[Start of Attachment]

PR #1936, opened 2024-01-10
Benchmarks for SslStream

rzikm:
This PR adds benchmarks for SslStreams. Supported scenarios are:

- read-write - measures throughput of a single SslStream connection
- handshakes - measures the number of handshakes per second.


src/BenchmarksApps/SslStream/Client/Program.cs
```diff
@@ -0,0 +1,236 @@
...
+            var sendBuffer = new byte[bufferSize];
+            try
+            {
+                while (s_isRunning)
+                {
+                    await stream.WriteAsync(sendBuffer, cancellationToken);
+                    Interlocked.Add(ref s_bytesWritten, bufferSize);
+                }
+            }
+            catch (OperationCanceledException)
```
CarnaViire, line 112: I don't think it's a good idea to use OCE to cancel the last operation 🤔 You are measuring op/s, so I believe it should count the last one as well. Otherwise by not waiting for the last op to finish, you are superficially lowering the result -- because you are adding (part of the) time, but not the bytes. I think it doesn't matter that much that the benchmark itself will run a little bit longer that the asked e.g. 15s, it's better to get more accurate results.

src/BenchmarksApps/SslStream/Server/Program.cs
```diff
@@ -0,0 +1,177 @@
...
+        using var sock = new Socket(SocketType.Stream, ProtocolType.Tcp);
+        sock.Bind(new IPEndPoint(IPAddress.IPv6Any, options.Port));
+        sock.Listen();
+
+        Log($"Listening on {sock.LocalEndPoint}.");
+
+        CancellationTokenSource ctrlC = new CancellationTokenSource();
+        Console.CancelKeyPress += (s, e) =>
+        {
+            Log("Ctrl+C pressed.");
```
CarnaViire, line 34: 👀

scenarios/sslstream.benchmarks.yml
```diff
@@ -0,0 +1,99 @@
...
+jobs:
+  sslServer:
+    source:
+      # repository: https://github.com/aspnet/benchmarks.git
+      # branchOrCommit: main
+      localFolder: C:/source/aspnet/benchmarks/src/BenchmarksApps/SslStream
+      # project: src/BenchmarksApps/SslStream/Server/SslStreamServer.csproj
+      project: Server/SslStreamServer.csproj
+    isConsoleApp: true
+    # readyStateText: Application started # app should write this line to output -- default Kestrel logging does that
```
CarnaViire, line 86:
```suggestion
    readyStateText: Listening on # app should write this line to output
```
We should wait until the server starts listening, before starting the client. `readyStateText` is [a signal for that](https://github.com/dotnet/crank/blob/main/src/Microsoft.Crank.Controller/benchmarks.schema.json#L102). `isConsoleApp` should be `false` (default value), because "console app", as opposed to a "server", is [considered "ready" right away](https://github.com/dotnet/crank/blob/main/src/Microsoft.Crank.Controller/benchmarks.schema.json#L154), without waiting for a signal.

scenarios/sslstream.benchmarks.yml
```diff
@@ -0,0 +1,99 @@
...
+
+imports:
+  - https://raw.githubusercontent.com/aspnet/Benchmarks/main/scenarios/aspnet.profiles.standard.yml
+
+variables:
+  # common parameters
+  serverPort: 5000
+  sendBufferSize: 32768 # bytes
+  receiveBufferSize: 32768 # bytes
+  sslProtocols: "None" # <Default|None|Ssl2|Ssl3|Tls|Tls11|Tls12|Tls13>
```
CarnaViire, line 12: What happens if it's "None"? Does it refuse to connect, or is it not encrypted? Is this multi-value?

src/BenchmarksApps/SslStream/Client/ClientOptions.cs
```diff
@@ -0,0 +1,78 @@
...
+    public string Hostname { get; set; } = null!;
+    public CertificateSource CertificateSource { get; set; }
+    public X509Certificate2? ClientCertificate { get; set; } = null!;
+    public string? TlsHostName { get; set; }
+    public Scenario Scenario { get; set; }
+    public TimeSpan Warmup { get; set; }
+    public TimeSpan Duration { get; set; }
+}
+
+public class OptionsBinder : BinderBase<ClientOptions>
```
CarnaViire, line 30: I think I had to use the explicit binder in HttpClient benchmarks, because I had to manually parse the headers parameter from `string[]` into the list of (name, value) pairs... I think it should be possible to use an automatic binder in your case.

src/BenchmarksApps/SslStream/Client/Program.cs
```diff
@@ -0,0 +1,236 @@
...
+        Volatile.Write(ref s_bytesWritten, 0);
+
+        await Task.Delay(options.Duration);
+        s_isRunning = false;
+        Log("Completing scenario...");
+
+        cts.Cancel();
+
+        await writeTask;
+        await readTask;
```
CarnaViire, line 167:
```suggestion
        Task.WaitAll(writeTask, readTask);
```
Maybe?

scenarios/sslstream.benchmarks.yml
```diff
@@ -0,0 +1,99 @@
...
+  certSource: "Context" # <Callback|Certificate|Context>
```
CarnaViire, line 13: Is "certificate source" a term that is commonly used? 😅 because this option was confusing me, for quite some time I thought it was about where the _benchmark app_ should get the cert 😅

scenarios/sslstream.benchmarks.yml
```diff
@@ -0,0 +1,99 @@
...
+      job: sslClient
+      agent: main
+      variables:
+        scenario: Handshake
+        host: "{{secondaryAddress}}"
+
+jobs:
+  sslServer:
+    source:
+      # repository: https://github.com/aspnet/benchmarks.git
```
CarnaViire, line 80: Let's maybe have the code here that is in "ready for merge" state, just so we won't forget and accidentally merge the file with your local folders? 😄

scenarios/sslstream.benchmarks.yml
CarnaViire: (should default be "Default"? 😄)

scenarios/sslstream.benchmarks.yml
rzikm: We use something similar in S.N.S unit tests

https://github.com/dotnet/runtime/blob/77d643d8678d0cae1144557f106bb693a1cbca25/src/libraries/System.Net.Security/tests/FunctionalTests/SslStreamMutualAuthenticationTest.cs#L36-L41

I am open for suggestions.

src/BenchmarksApps/SslStream/Client/ClientOptions.cs
rzikm: as part of the binding, the code loads up the X509Certificate (path + optional password), so that the instance is already part of the resulting ClientOptions.

scenarios/sslstream.benchmarks.yml
rzikm: The naming is a bit unfortunate and has historical baggage, but Default is actually `Ssl3 | Tls` and is deprecated. I will see if I can remove it from the list.

https://github.com/dotnet/runtime/blob/77d643d8678d0cae1144557f106bb693a1cbca25/src/libraries/System.Net.Primitives/src/System/Net/SecureProtocols/SslEnumTypes.cs#L10-L26

rzikm: the None (= 0) value lets OS decide (i.e. highest supported TLS version)

CarnaViire: We don't have to use the actual SslProtocols enum here. It might be beneficial to limit the values to the ones we/endusers actually use. I.e. use a new enum that is later mapped to SslProtocols (esp given that you have an explicit binder anyway). And I'd suggest then not to use the confusing naming like "None" and "Default" 😅 So only have a small, like, 2-3 value enum here.

(btw on a side note, i don't think that letting OS decide stuff is a good thing from benchmarking perspective, it's not reproducible enough 😅 it's better to set everything explicitly 🤔)

src/BenchmarksApps/SslStream/Server/Program.cs
rzikm: Not sure what you are trying to say :D

scenarios/sslstream.benchmarks.yml
CarnaViire: I was thinking about it, and maybe something like "CertSelection"/"CertSelectionType"?

and this is only for the server now? you don't pass it to the client, but I see there's an option to do that in the future. then it might make sense to separate the variables by name, because the selection can be different between client and server.

```suggestion
  ServerCertSelection: "CertContext" # <Callback|Property|CertContext>
  ClientCertSelection: "CertContext" # <Callback|Collection|CertContext>
```

src/BenchmarksApps/SslStream/Server/Program.cs
```diff
@@ -0,0 +1,177 @@
...
+                Log($"Negotiated unknown protocol: {stream.NegotiatedApplicationProtocol}");
+            }
+        }
+        catch (AuthenticationException e)
+        {
+            Log($"Authentication failed: {e}");
+        }
+        catch (IOException e) when (e.InnerException is SocketException)
+        {
+            // client closed the connection, ignore this
```
CarnaViire, line 126: I think it will be better to count and report the number of errors (maybe even separately per kind). I believe, currently we've made the client to always finish "gracefully" in normal circumstances 🤔 am I missing something?

Also, even if we decide to ignore the last socket exception -- it should be the _last_ exception _only_ -- exceptions in the middle are wrong and should be reported to metrics.

_Just logging_ is not enough -- when the benchmark completes successfully (i.e. there were no unhandled exceptions), you normally don't see server's (and client's) logs, only the metrics. (esp. given that the end-goal is to add this as a power bi graph)

src/BenchmarksApps/SslStream/Server/Program.cs
```diff
@@ -0,0 +1,177 @@
...
+                // done everything
+                return;
+            }
+            if (stream.NegotiatedApplicationProtocol.Protocol.Span.SequenceEqual("ReadWrite"u8))
+            {
+                await ReadWriteScenario(stream, options, cancellationToken).ConfigureAwait(false);
+            }
+            else
+            {
+                Log($"Negotiated unknown protocol: {stream.NegotiatedApplicationProtocol}");
```
CarnaViire, line 117: Expanding the comment on the socket exception -- it made me think about unhandled exceptions -- I think we should treat some errors as "unrecoverable", meaning the benchmark itself must be set up incorrectly for us to get such an error. So we need to log, but should not prevent the exception from bubbling up. Then the benchmark will be aborted, and the error together with the logs will be reported in crank output.

E.g. if we suddenly negotiated an unknown protocol, it looks like something went wrong and we should not proceed further :)

src/BenchmarksApps/SslStream/Server/Program.cs
```diff
@@ -0,0 +1,177 @@
...
+    {
+        var sslOptions = CreateSslServerAuthenticationOptions(options);
+        using var sock = new Socket(SocketType.Stream, ProtocolType.Tcp);
+        sock.Bind(new IPEndPoint(IPAddress.IPv6Any, options.Port));
+        sock.Listen();
+
+        Log($"Listening on {sock.LocalEndPoint}.");
+
+        CancellationTokenSource ctrlC = new CancellationTokenSource();
+        Console.CancelKeyPress += (s, e) =>
```
CarnaViire, line 32: Re: 👀:

It's just I didn't understand why we need this at all, so it looked like something leftover from debugging. Now I think I see the idea behind it. I'm still not fully convinced this needs to be this way (and I'm not sure crank uses the same event to kill the server?)

I'm not 100% sure, but I believe, the way the crank will work is to wait until the client exits, and only then kill the server... So, in my view, the only active operation at this point should be listening on a socket, and I think it shouldn't need a complicated termination, so just crank killing the process will do the trick? But I might be wrong, so LMK if I'm missing something

src/BenchmarksApps/SslStream/Server/Program.cs
```diff
@@ -0,0 +1,177 @@
...
+        }
+
+        byte[] recvBuffer = new byte[options.ReceiveBufferSize];
+
+        CancellationTokenSource cts = new CancellationTokenSource();
+        using var reg = cancellationToken.Register(() => cts.Cancel());
+
+        var writeTask = Task.Run(() => WritingTask(stream, options.SendBufferSize, cts.Token));
+
+        var recvBufer = new byte[options.ReceiveBufferSize];
```
CarnaViire, line 86: should we start reading at all, if `options.ReceiveBufferSize` is 0? Maybe we need to do the same check as with the writing task, and then wait on both of the tasks?

src/BenchmarksApps/SslStream/Server/Program.cs
```diff
@@ -0,0 +1,177 @@
...
+    static async Task ProcessClient(Socket socket, ServerOptions options, SslServerAuthenticationOptions sslOptions, CancellationToken cancellationToken)
+    {
+        try
+        {
+            using var stream = await EstablishSslStreamAsync(socket, sslOptions, cancellationToken).ConfigureAwait(false);
+
+            if (stream.NegotiatedApplicationProtocol.Protocol.Span.SequenceEqual("Handshake"u8))
+            {
+                // done everything
+                return;
```
CarnaViire, line 109: Do I understand correctly that disposing the SslStream will also close the socket?

src/BenchmarksApps/SslStream/Client/Program.cs
```diff
@@ -0,0 +1,225 @@
...
+
+        var writeTask = Task.Run(() => WritingTask(stream, options.SendBufferSize));
+        var readTask = Task.Run(() => ReadingTask(stream, options.ReceiveBufferSize));
+
+        await Task.Delay(options.Warmup).ConfigureAwait(false);
+        Log("Completing warmup...");
+
+        Stopwatch sw = Stopwatch.StartNew();
+        Volatile.Write(ref s_counters.BytesRead, 0);
+        Volatile.Write(ref s_counters.BytesWritten, 0);
```
CarnaViire, line 150: The way the two of them are not set together atomically (and also, most possibly, during some operation that currently is running) worries me a bit 😅

in HttpClient benchmarks, it's explicitly done [between iterations](https://github.com/aspnet/Benchmarks/blob/444b7bf3b253f85ef44e1efb89824fbdc5426352/src/BenchmarksApps/HttpClientBenchmarks/Clients/HttpClient/Program.cs#L303-L314), so I wonder whether we might want to do something like that here?

CarnaViire:
cc @liveans -- FYI, we are discussing here some ideas and concerns regarding a benchmark implementation (e.g. running and finishing a scenario, exception handling, etc), some of the comments might be useful

src/BenchmarksApps/SslStream/Server/Program.cs
rzikm: Yes, the SslStream is set to dispose the inner NetworkStream which in turn is set to own the Socket. see `EstablishSslStreamAsync`

src/BenchmarksApps/SslStream/Server/Program.cs
rzikm: It probably is not necessary at this point anymore, it was useful during debugging. On the other hand, I don't think it hurts or complicates the code much.

src/BenchmarksApps/SslStream/Server/Program.cs
rzikm: We can't easilly bubble it up out of Main because we hand off incomming connections to a task on threadpool, but I can add a metric for errors.

src/BenchmarksApps/SslStream/Client/Program.cs
```diff
@@ -0,0 +1,249 @@
...
+#if NET8_0_OR_GREATER
+            AllowTlsResume = options.AllowTlsResume,
+#endif
+            EnabledSslProtocols = options.EnabledSslProtocols,
+            CertificateRevocationCheckMode = options.CertificateRevocationCheckMode,
+        };
+
+        if (options.ClientCertificate != null)
+        {
+            switch (options.CertificateSelection)
```
wfurt, line 203: I'm not sure if we need all this but I'm fine if we keep it. I would expect the differences would be minimal. I would expect the biggest difference would be certificate or not.

scenarios/sslstream.benchmarks.yml
```diff
@@ -0,0 +1,95 @@
...
+
+imports:
+  - https://raw.githubusercontent.com/aspnet/Benchmarks/main/scenarios/aspnet.profiles.standard.yml
+
+variables:
+  # common parameters
+  serverPort: 5000
+  sendBufferSize: 32768 # bytes
+  receiveBufferSize: 32768 # bytes
+  tlsVersion: "1.3" # <1.2|1.3>
```
wfurt, line 12: should ve leave it to None as default? It may make it less predictable but it would track default use nicely IMHO

src/BenchmarksApps/SslStream/Client/Program.cs
```diff
@@ -0,0 +1,249 @@
...
+                return;
+            }
+
+            BenchmarksEventSource.Register("sslstream/read/mean", Operations.Avg, Operations.Avg, "Mean bytes read per second.", "Bytes per second - mean", "n2");
+
+            var recvBuffer = new byte[bufferSize];
+            Stopwatch sw = Stopwatch.StartNew();
+            bool isWarmup = true;
+
+            while (s_isRunning)
```
wfurt, line 150: what is typical duration? We should make sure the read/write phase is much longer than handshake

wfurt: or would that happen in warmup phase?

src/BenchmarksApps/SslStream/Server/Program.cs
wfurt: I don't know what is precedent in the code base. I personally would be fine with leaving debug hooks but they should probably deserve comments or documentation .... so new persons can find and use them

src/BenchmarksApps/SslStream/Server/Program.cs
```diff
@@ -0,0 +1,204 @@
...
+        await Task.WhenAll(writeTask, readTask).ConfigureAwait(false);
+    }
+
+    static async Task ProcessClient(Socket socket, ServerOptions options, SslServerAuthenticationOptions sslOptions, CancellationToken cancellationToken)
+    {
+        try
+        {
+            using var stream = await EstablishSslStreamAsync(socket, sslOptions, cancellationToken).ConfigureAwait(false);
+
+            if (stream.NegotiatedApplicationProtocol.Protocol.Span.SequenceEqual("Handshake"u8))
```
wfurt, line 123: any reason why not to use existing values? There are some optimizations for common values (like h2) and this is going to be somewhat more expensive. I'm not sure if that matters but I feel it would be nice if the benchmark represents common scenario.

scenarios/sslstream.benchmarks.yml
rzikm: It was default before, but @carnaviire argued that we should be explicit about the version for consistency.

src/BenchmarksApps/SslStream/Server/Program.cs
rzikm: After we spoke offline about reporting connection errors, I think we need to leave this in to have opportunity to actually report them.

src/BenchmarksApps/SslStream/Client/Program.cs
rzikm: I copied default values from HttpClient benchmarks, both warmup and duration are 15s by default.

rzikm: handshake is not accounted for in either of those in the readwrite scenario

src/BenchmarksApps/SslStream/Server/Program.cs
rzikm: I wanted to have the server agnostic about what scenario (i.e. only client chooses the scenario and you don't have to restart the server) and didn't want to do the selection by sending an explicit message from the client.

We potentially could assign "h2" and "h3" values to "handshake" and "readwrite" scenarios. to make sure the optimization kicks in

src/BenchmarksApps/SslStream/Client/Program.cs
rzikm: I would also expect differences in Context vs non-context. And once we implement TLS resume for client certs (https://github.com/dotnet/runtime/issues/94561), then I would expect cert callback to be the slowest.

src/BenchmarksApps/SslStream/Server/Program.cs
rzikm: Changed to report number of errors.

src/BenchmarksApps/SslStream/Client/Program.cs
```diff
@@ -0,0 +1,249 @@
...
+
+    static SslClientAuthenticationOptions CreateSslClientAuthenticationOptions(ClientOptions options)
+    {
+        var sslOptions = new SslClientAuthenticationOptions
+        {
+            TargetHost = options.TlsHostName ?? options.Hostname,
+            RemoteCertificateValidationCallback = delegate { return true; },
+            ApplicationProtocols = new List<SslApplicationProtocol> { new(options.Scenario.ToString()) },
+#if NET8_0_OR_GREATER
+            AllowTlsResume = options.AllowTlsResume,
```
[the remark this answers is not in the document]
rzikm: I'd prefer to keep this in as a knob to allow us benchmarking TLS resume vs non-resume scenarios, e.g. when we implement it on linux with client certs.

rzikm:
@CarnaViire, @wfurt  PTAL

scenarios/sslstream.benchmarks.yml
```diff
@@ -0,0 +1,95 @@
...
+
+  sslClient:
+    source:
+      repository: https://github.com/aspnet/benchmarks.git
+      branchOrCommit: main
+      project: src/BenchmarksApps/SslStream/Client/SslStreamClient.csproj
+    isConsoleApp: true
+    waitForExit: true
+    timeout: 300 #seconds
+    arguments: "--host {{secondaryAddress}} --port {{serverPort}} --receive-buffer-size {{receiveBufferSize}} --send-buffer-size {{sendBufferSize}} --tls-version {{tlsVersion}} --cert-selection {{clientCertSelection}} --scenario {{scenario}} --warmup 00:00:{{warmup}} --duration 00:00:{{duration}}"
```
CarnaViire, line 95: hmmm I think the first one should be "host" instead of "secondaryAddress" 🤔 so that if you change the address, you change it in variables only

```suggestion
    arguments: "--host {{host}} --port {{serverPort}} --receive-buffer-size {{receiveBufferSize}} --send-buffer-size {{sendBufferSize}} --tls-version {{tlsVersion}} --cert-selection {{clientCertSelection}} --scenario {{scenario}} --warmup 00:00:{{warmup}} --duration 00:00:{{duration}}"

```

src/BenchmarksApps/SslStream/Client/Program.cs
```diff
@@ -0,0 +1,249 @@
...
+        }
+
+        using var sock = new Socket(SocketType.Stream, ProtocolType.Tcp);
+        await sock.ConnectAsync(options.Hostname, options.Port).ConfigureAwait(false);
+        using var stream = await EstablishSslStreamAsync(sock, options).ConfigureAwait(false);
+
+        byte[] recvBuffer = new byte[options.ReceiveBufferSize];
+
+        s_isRunning = true;
+        var writeTask = Task.Run(() => WritingTask(stream, options.SendBufferSize));
```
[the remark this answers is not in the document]
CarnaViire: This is good point; we might want to add a comment just so we would remember the reasoning in the future 🤔 you don't have to do this in this PR though

src/BenchmarksApps/SslStream/Server/Program.cs
```diff
@@ -0,0 +1,205 @@
...
+                var clientSock = await sock.AcceptAsync(ctrlC.Token).ConfigureAwait(false);
+                _ = Task.Run(() => ProcessClient(clientSock, options, sslOptions, ctrlC.Token));
+            }
+        }
+        catch (OperationCanceledException)
+        {
+            // Expected, just return
+        }
+
+        LogMetric("sslstream/errors", s_errors);
```
CarnaViire, line 57: Does this _actually_ report the error count when there are any? 🤔 I mean, within the Crank environment

src/BenchmarksApps/SslStream/Server/Program.cs
```diff
@@ -0,0 +1,205 @@
...
+            }
+        }
+        catch (IOException e) when (e.InnerException is SocketException ex && ex.SocketErrorCode == SocketError.ConnectionReset)
+        {
+            // client closed the connection on us, this is expected as clients
+            // simply close the socket after the test is done.
+        }
+        catch (Exception e)
+        {
+            s_errors++;
```
CarnaViire, line 145: this needs to be an interlocked operation

src/BenchmarksApps/SslStream/Server/Program.cs
rzikm: Yes

src/BenchmarksApps/SslStream/Client/Program.cs
```diff
@@ -0,0 +1,258 @@
...
+                await sock.ConnectAsync(options.Hostname, options.Port).ConfigureAwait(false);
+                await using var stream = await EstablishSslStreamAsync(sock, options).ConfigureAwait(false);
+                s_counters.TotalHandshakes++;
+            }
+        }
+
+        s_isRunning = true;
+        var task = Task.Run(() => DoRun(options));
+        await Task.Delay(options.Warmup).ConfigureAwait(false);
+        s_isRunning = false;
```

[End of Attachment]

TASK REQUIREMENTS: Using the listing above, pick out each line that contains the word "SocketException", then copy it.

RESPONSE BELOW:
+        catch (IOException e) when (e.InnerException is SocketException)
+        catch (IOException e) when (e.InnerException is SocketException ex && ex.SocketErrorCode == SocketError.ConnectionReset)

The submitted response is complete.